How I AIThe secret to better AI prototypes: Why Tinder's CPO starts with JSON, not design | Ravi Mehta
CHAPTERS
Why most AI prototypes disappoint: shifting from “vibes” to structure
Claire frames the core problem: AI prototyping tools generate impressive demos, but often miss the specific product experience teams need. Ravi introduces “data-driven prototyping” as a way to improve fidelity by giving models better inputs—starting with data, not pixels.
Two common approaches and what’s missing: spec-driven vs design-driven prototyping
Ravi contrasts today’s defaults: long, detailed prompts (spec-driven) or uploading Figma/wireframes (design-driven). He explains that in real product development, engineering quickly anchors ambiguity by defining a data schema—so prototypes should start there too.
Demo setup: a “vibe prototyping” prompt for a shared Paris trip planner
Using Reforge Build, Ravi enters a minimal prompt to create a multiplayer Paris itinerary site with profiles and comments. The tool’s follow-up questions highlight how much ambiguity is packed into a single prompt.
What the spec-driven prototype gets wrong: hallucinations and low-fidelity content
They review the generated prototype: decent structure and components, but broken images, wrong visuals, and “average” quality. The biggest issues come from weak or fabricated data/media that undermines trust and realism.
Data-driven prototyping: generate the dataset first (JSON as the spec)
Ravi shows the pivot: prompt an LLM to generate a structured JSON dataset that mirrors a realistic schema—travelers, items, timestamps, ratings, tags, and threaded notes. This acts as an explicit, testable ‘spec’ that the prototyping tool can reliably build around.
Solving media quality with MCP: pulling real images from Unsplash
To avoid hallucinated URLs and poor visuals, Ravi connects Claude to an Unsplash MCP server so image links are real and relevant. Claire highlights how this replaces time-consuming manual stock photo searching with programmatic retrieval.
Building the prototype from JSON: minimal prompt, maximal fidelity
They paste the generated JSON into Reforge Build with a simple instruction to generate the experience based on the data. The resulting prototype looks richer and more modern because it’s grounded in specific, consistent content and metadata.
Stress-testing UX with real-world data (and production-like datasets)
Claire connects the method to real product practice: prototypes break in the real world due to messy UGC, long text, odd photo aspect ratios, localization, etc.
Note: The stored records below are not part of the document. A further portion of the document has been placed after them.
PR #686, opened 2025-05-15
bump dependencies

mathause:
Bump the dependencies once again. I have a _very_ small hope this can help with the failure of `py3.10 ubuntu-latest min-all-deps` in  #645.


mathause:
The difficulty is that I cannot reproduce this failure locally...

PR #687, opened 2025-05-16
add `_assert_required_coords`

mathause:
- [ ] Closes #xxx
 - [ ] Tests added

When stacking scenarios we get `"time"`, `"scenario"`, and `"member"` as non-dimension coordinates, which are not in `obj.dims`, so `"time" in obj.dims` is `False` and thus `required_dims` can error.

As hinted-at in #681


mathause:
Ah yes - this is required for #572

Issue #678, opened 2025-05-08
MESMER-M: calibrate multiple scenarios and ensemble members


mathause:
MESMER-M only used one scenario & ensemble member for calibration (AFAIK). We would like to offer this but need to come up with an approach. #572 attempts this & I just took a closer look, which I want to discuss here. I see three options:

0. Don't offer it
1. Calibrate each ensemble member/ scenario individually and average over them. This follows Lea's approach for the AR process and is currently done in #572
2. Pool all ensemble members and scenarios. This is a bit close to what was done (in a way the historical and ssp585 scenario was pooled), however, there could be discontinuities.

---

I looked at this a bit (for the harmonic model) - see below.

mathause:
We have three sets of params to look at

1. The individual members (im)
2. The average over the im
3. The pooled members (pm)

Technical comment: unfortunately we need to upsample the annualy tas to monthly _before_ pooling (`resample` cannot handle non-monotonic dates).

---

I tried this for the coarse test data - not very precise but I think we can still learn from this.

* **selected order** The selected order of the pm is always equal or larger than the median of the im (except for one out of 5 * 118 = 590 points this also holds for the im). This confused me at first - I expected the pooled one to be in the middle. However, it makes sense: im varies the coeffs for each member, pm cannot do this - so it "stores" variability in additional coeffs.


* **coeffs** We have 4 coeffs per order (https://github.com/MESMER-group/mesmer/pull/512#issuecomment-2324654890):

   $a_0$ | $a_1$ | $b_0$ | $b_1$
     --- | --- | --- | ---
   $\cos \cdot \mathrm{T}$ | $\cos$ | $\sin \cdot \mathrm{T}$ | $\sin$

   Looking at the 3 coefficients of the first order
  

   ![Image](https://github.com/user-attachments/assets/6d056f0b-6c4f-4568-9961-1ad2d2773ce5)

   * The pooled follows more the individual ones than the averaged (e.g. panel a)
   * There seems to be some compensation between the coeff that is multiplied with $\mathrm{T}$ and the one that is not - at least for $\cos$

* **rss** looking at the residual sum of squares I get the following

   what | rss
   --- | --- 
   indiv. | 2.51M
   ave.   | 4.15M
   pooled | 2.59M

   which indicates that the pooled one is much better at capturing the time series than the averaged one

So for me this indicates we should go with the pooled approach. (And raises the question if we should do the same for the auto-regression...)

mathause:
[...]

PR #688, opened 2025-05-16
allow non-dimension time coord in `upsample_yearly_data`

mathause:
- [ ] Closes #xxx
 - [ ] Tests added

Allow non-dimension time coord in `upsample_yearly_data` - so we can pass pooled data in #572 (where `"scenario"` is the dim and `"time"` is a non-dimension coordinate). These 4 lines of code took me almost a day :man_shrugging: :shaking_face: (discovered a new emoji)

### DIFF
--- a/mesmer/core/utils.py
+++ b/mesmer/core/utils.py
@@ -3,6 +3,7 @@ from collections.abc import Callable, Iterable
 from typing import cast
 
 import numpy as np
+import pandas as pd
 import xarray as xr
 
 from mesmer.core.datatree import _datatree_wrapper
@@ -151,8 +152,9 @@ def upsample_yearly_data(
         Upsampled yearly temperature values containing the yearly values for every month
         of the corresponding year.
     """
-    _assert_required_dims(yearly_data, "yearly_data", required_dims=time_dim)
-    _assert_required_dims(monthly_time, "monthly_time", required_dims=time_dim)
+
+    _assert_required_coords(yearly_data, "yearly_data", required_coords=time_dim)
+    _assert_required_coords(monthly_time, "monthly_time", required_coords=time_dim)
 
     # read out time coords - this also works if it's already time coords
     monthly_time = monthly_time[time_dim]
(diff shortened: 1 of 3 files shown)


mesmer/core/utils.py
```diff
@@ -151,8 +152,9 @@ def upsample_yearly_data(
         Upsampled yearly temperature values containing the yearly values for every month
         of the corresponding year.
     """
-    _assert_required_dims(yearly_data, "yearly_data", required_dims=time_dim)
-    _assert_required_dims(monthly_time, "monthly_time", required_dims=time_dim)
+
+    _assert_required_coords(yearly_data, "yearly_data", required_coords=time_dim)
```
mathause, line 156: @veni-vidi-vici-dormivi do you have an opinion if we should rename `time_dim` to `time_coord`?

(For me `time_coord` sounds much more like the coordinates themselves than the it's name (in contrast to `time_dim`) and `time_coord_name` is too long IMHO. But I am happy to get your opinion.)

mesmer/core/utils.py
```diff
@@ -163,15 +165,27 @@ def upsample_yearly_data(
             "Length of monthly time not equal to 12 times the length of yearly data."
         )
 
-    # make sure monthly and yearly data both start at the beginning of the period
-    year = yearly_data.resample({time_dim: "YS"}).bfill()
-    month = monthly_time.resample({time_dim: "MS"}).bfill()
+    # we need to pass the dim (`time_dim` may be a no-dim-coordinate)
+    # i.e., time_dim and sample_dim may or may not be the same
+    (sample_dim,) = monthly_time.dims
```
mathause, line 170: Took me too long to realize we can read out the `sample_dim` from the coords. Like this we don't need to pass them, which would have been awkward.

mathause:
I think with this I finally made some progress for a nice API towards #678

mesmer/core/utils.py
mathause: @veni-vidi-vici-dormivi do you have an opinion on this?

veni-vidi-vici-dormivi: Sorry for missing this. Uhm I guess as long as it should be a string I would opt for `time_dim`. We also use `time_dim` in `predict_harmonic_model()` and `fit_harmonic_model()`. But then again we could rename them all to `dim`, which is what use in `fit_auto_regression()` (but not in `draw_auto_regression_*`). `time_coord` also for me would suggest I should pass a `xr.DataArray`.

mathause: No worries - thanks for the feedback

PR #699, opened 2025-06-06
map_over_datasets: allow Dataset in all positions

mathause:
- [ ] Closes #xxx
 - [ ] Tests added

Extracted from #677 - so this is actually by @veni-vidi-vici-dormivi - thanks! The only think I changed is 

```diff
-if any((not ds.coords and not ds.data_vars and not ds.dims) for ds in ds_args):
+if any((not ds.coords and not ds.data_vars) for ds in ds_args):
```

I think a ds can only have `dims` if it either has `coords` or `data_vars`. I'll merge fast.


veni-vidi-vici-dormivi:
Thank you!! 🙏

PR #709, opened 2025-06-16
draw_auto_regression_monthly: allow cov None

mathause:
There is a line which suggests that we can pass `covariance=None` to `draw_auto_regression_monthly`

https://github.com/MESMER-group/mesmer/blob/04311c895570205b5d81f4f2877ca2b66e1c8eef/mesmer/stats/_auto_regression.py#L1153

However, some more changes are required to make this work. Alternatively we could just remove the possibility.

@veni-vidi-vici-dormivi? (very low priority)


veni-vidi-vici-dormivi:
That doesn't make a lot of sense, does it? Remove it...

PR #711, opened 2025-06-16
GHA: add more environment info

mathause:
- [ ] Closes #xxx
 - [ ] Tests added

I am particularly interested to find out how many cores and threads are used. However, I am not sure if we can get this info on the virtual machines and on windows.


mathause:
(so slightly brittle as psutils is an indirect dependency)

Issue #349, opened 2023-12-06
restrict number of used numpy threads


mathause:
As already mentioned by @jschwaab in #168, estimating the localization radius is resource heavy. We should restrict the number of threads used for this. 

https://stackoverflow.com/q/30791550/3010700

mathause:
```python
import threadpoolctl
threadpoolctl.threadpool_limits(limits=12)

# or just for one function:

with threadpoolctl.threadpool_limits(limits=12):
    np.linalg.eig(arr)


threadpoolctl.threadpool_info()

```

Interestingly I got better performance by restricting the number of threads to the number of physical cpus.

PR #712, opened 2025-06-16
TEST: limit threads

mathause:
Test towards #349

I just tested limiting the number of threads locally and locally the difference to estimate the local covariance is massive. For #572 it's 2 min vs 4 s (!). So let's try that out on GHA. 

#349


mathause:
After I learned that windows uses 2 threads per default I want to try if it is slower when we run it with more.

PR #713, opened 2025-06-19
restrict threads and make them selectable

### LINKED ISSUE #349: restrict number of used numpy threads

mathause:
- [x] Closes #349, supersedes and therefore closes #712
 - [x] Tests added

My tests in #712 were a bit underwhelming, however, I think this is still worth it.

- Large calibrations are likely run on linux systems & I saw good gains on our systems
- I get considerable gains on my old laptop
- There seems to be no speed loss on Mac/ Windows

I think it's more likely to run several jobs in parallel on large systems, so I made an upper limit. The `16` were semi-randomly chosen (`2 ** 4`), happy to adjust to something else.

I think there are currently only two places where we do a matrix decomposition.

I added `options`, a bit overkill for one option :man_shrugging:. I copied it from regionmask (originally adjusted from xarray).

### DIFF
--- a/.github/workflows/ci-workflow.yml
+++ b/.github/workflows/ci-workflow.yml
@@ -73,6 +73,9 @@ jobs:
         echo ""
         echo "Number of cpus and threads"
         python -c "import psutil; print(f'cpus: {psutil.cpu_count(logical=False)}; threads: {psutil.cpu_count()}')"
+        echo ""
+        echo "threadpool info:"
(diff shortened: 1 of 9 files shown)


mathause:
No idea why the windows test failed. I cannot reproduce locally...

mathause:
windows only uses 2 threads on windows on GHA - interesting.

PR #715, opened 2025-06-19
rename stack -> pool

mathause:
1. In #572 I use `_stack_datatree` in the example so this should be made public.
2. we have `mask_and_stack`, so I ended up with `tas_stacked_stacked_y` :grimacing: so my suggestion is to rename it to `pool`

(I am also not sure `datatree` is the best namespace but #348 :disappointed:)

@veni-vidi-vici-dormivi do you have thoughts on this?

### DIFF
--- a/mesmer/core/datatree.py
+++ b/mesmer/core/datatree.py
@@ -131,7 +131,7 @@ def collapse_datatree_into_dataset(
     return ds
 
 
-def _stack_datatree(
+def pool_scenarios(
     dt: xr.DataTree,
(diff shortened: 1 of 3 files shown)


mathause:
Here we use `broadcast_and_pool_scenarios` for the auto regression we have `select_ar_order_scen_ens` - so should these be `broadcast_and_pool_scen_ens`?

mathause:
(ah yes will need to update mesmer-x again...)

PR #716, opened 2025-06-20
turn YeoJohnson into a class

mathause:
- [ ] towards #517
 - [ ] Tests added

Not sure if the approach with the subclass is a good API, and whether we should do this at all. And sorry anyway for all these last-minute changes :unamused:

### DIFF
--- a/CHANGELOG.rst
+++ b/CHANGELOG.rst
@@ -224,7 +224,8 @@ Yeo-Johnson power transformer
    `#475 <https://github.com/MESMER-group/mesmer/pull/475>`_, and
    `#425 <https://github.com/MESMER-group/mesmer/pull/425>`_)
 - add tests (`#430 <https://github.com/MESMER-group/mesmer/pull/430>`_)
-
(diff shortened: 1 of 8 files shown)


veni-vidi-vici-dormivi:
Hm sorry for being late on this but why not 

```python
class PowerTransformer:
   def __init__(self, method):
        if method == "logistic":
            self.lambda_function = logistic_lambda_func
 ```
?

mathause:
> Hm sorry for being late on this but why not
> 
> ```python
> class PowerTransformer:
>    def __init__(self, method):
>         if method == "logistic":
>             self.lambda_function = logistic_lambda_func
> ```
> 
> ?

Not late at all. Yes I like that - this simplifies the code and the docs.

mathause:
> > Yes I like that - this simplifies the code and the docs.
> 
> That dopamine will last me a few months 😄❤️

:hugs:

mathause:
Ok in it goes :crossed_fingers:

PR #718, opened 2025-06-23
YeoJohnson: add constant lambda function

### LINKED ISSUE #517: allow different lambda functions (besides logistic)?

mathause:
- [ ] Closes #517
 - [ ] Tests added

After #716 it is now possible to add other covariate functions. I may use this for the example.

### DIFF
--- a/tests/unit/test_power_transformer.py
+++ b/tests/unit/test_power_transformer.py
@@ -37,6 +37,11 @@ def test_yj_transformer_bounds_first_guess():
     first_guess = np.array([1.0, 0.0])
     np.testing.assert_equal(yj_transformer.first_guess, first_guess)
 
+    yj_transformer = YeoJohnsonTransformer("constant")
+    np.testing.assert_equal(yj_transformer.bounds, None)
+    first_guess = np.array([1.0])
+    np.testing.assert_equal(yj_transformer.first_guess, first_guess)
+
 
 @pytest.mark.parametrize(
     "coeffs, t, expected",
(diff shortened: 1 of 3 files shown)


tests/unit/test_power_transformer.py
```diff
@@ -208,15 +230,15 @@ def test_yeo_johnson_optimize_lambda_sklearn():
...
+    yj_transformer = YeoJohnsonTransformer(name)
     ourfit = yj_transformer._optimize_lambda_np(local_monthly_residuals, yearly_T)
     result = yj_transformer.lambda_function(ourfit, yearly_T_value)
     sklearnfit = PowerTransformer(method="yeo-johnson", standardize=False).fit(
         local_monthly_residuals.reshape(-1, 1), yearly_T.reshape(-1, 1)
     )
     expected = sklearnfit.lambdas_
 
-    np.testing.assert_allclose(np.array([result]), expected, atol=1e-5)
+    np.testing.assert_allclose(np.array([result]), expected, atol=1e-4)
```
mathause, line 241: This seems a bit strange - the simpler covariate function has the worse precision. However, this could be fixed by a smaller `tol` in `minimize` (which would, however, make the whole thing slower).

PR #733, opened 2025-07-03
drop python 3.10 support

mathause:
- [ ] Closes #xxx
 - [ ] Tests added


mathause:
As per https://github.com/MESMER-group/mesmer/pull/732#issuecomment-3031308243 and yes our minimum version policy allows it

PR #739, opened 2025-07-07
drop scipy pin

### LINKED ISSUE #728: unpin scipy
#727

mathause:
- [ ] Closes #728
 - [ ] Tests added

statsmodels released a new version so we can drop the scipy pin (may still take a while until it's on conda) and yes there are now combinations that do not work


mathause:
(scipy was pinned in the https://github.com/conda-forge/statsmodels-feedstock - so can remove the pin now - and it will do the right thing)

PR #753, opened 2025-07-22
rename core to _core

mathause:
- [ ] Closes #xxx
 - [ ] Tests added

Not entirely sure about this (mostly because of the way our docs are rendered). But would make core explicitly private.


mathause:
I do prefer this - the only issue is the way the docs are rendered

image

Which would make #348 more important to solve 😐

mathause:
I committed a file that should not have been.

mathause:
I open a new PR after #773 and #771

PR #759, opened 2025-07-23
make more args kw only

### LINKED ISSUE #245: make arguments keyword only
Make a number of arguments keyword only - this enforces good practice and can help deprecating arguments.

mathause:
- [ ] Closes #245
 - [ ] Tests added

Went over all public functions in _stats_, _mesmer_x_, and _core_. It's not entirely consistent if `dim` is kw only or not.


mathause:
We now really see the benefits of running the notebooks every time.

Data-driven prototyping makes it easy to test those edge cases early by swapping in representative datasets.
Iterating fast: editing the data file and swapping entire scenarios
Ravi demonstrates how modifications become straightforward: change a name, replace a cover photo, or regenerate a whole new itinerary (Paris → Thailand) while keeping the same UI behaviors. The key is that functionality remains dynamic while data is easily replaced.
Why it works: flexibility, realism, and better stakeholder feedback
They summarize the core benefits: more realistic content, faster iteration, and prototypes that behave like real products. This improves research quality and helps teams explore different personas, segments, and contexts with minimal rebuild work.
From prototypes to visuals: structured Midjourney prompting for usable images
The conversation shifts to generating high-quality images directly in Midjourney. Ravi explains that vague prompts (e.g., “office chair”) produce generic results, while structured prompts yield catalog-ready, art-directed outputs.
The Subject–Setting–Style framework (and why lighting is part of “setting”)
Ravi teaches a prompt structure: define the subject precisely, specify setting (including lighting/mood), and choose a style using photographic language. They show how changing the setting (e.g., morning light → rainy autumn) shifts the image more naturally than describing lighting directly.
Cheat codes for style: film stock and camera metadata to steer outputs
Ravi demonstrates how film stocks (e.g., Fujicolor C200, Kodak Tri‑X) and camera details (Leica, 50mm, f/1.2) reliably move Midjourney toward high-end photography distributions. They compare results with and without metadata, noting reduced ‘uncanny valley’ effects for portraits.
Lightning round: consumer AI opportunities, prompting tactics, and closing
Ravi argues consumer AI success depends on real user psychology, not tech-first novelty, and emphasizes delight/personalization as differentiators. He also shares a practical prompting trick: use ‘elite’ role framing to push models into higher-quality output modes, then closes with where to find his work.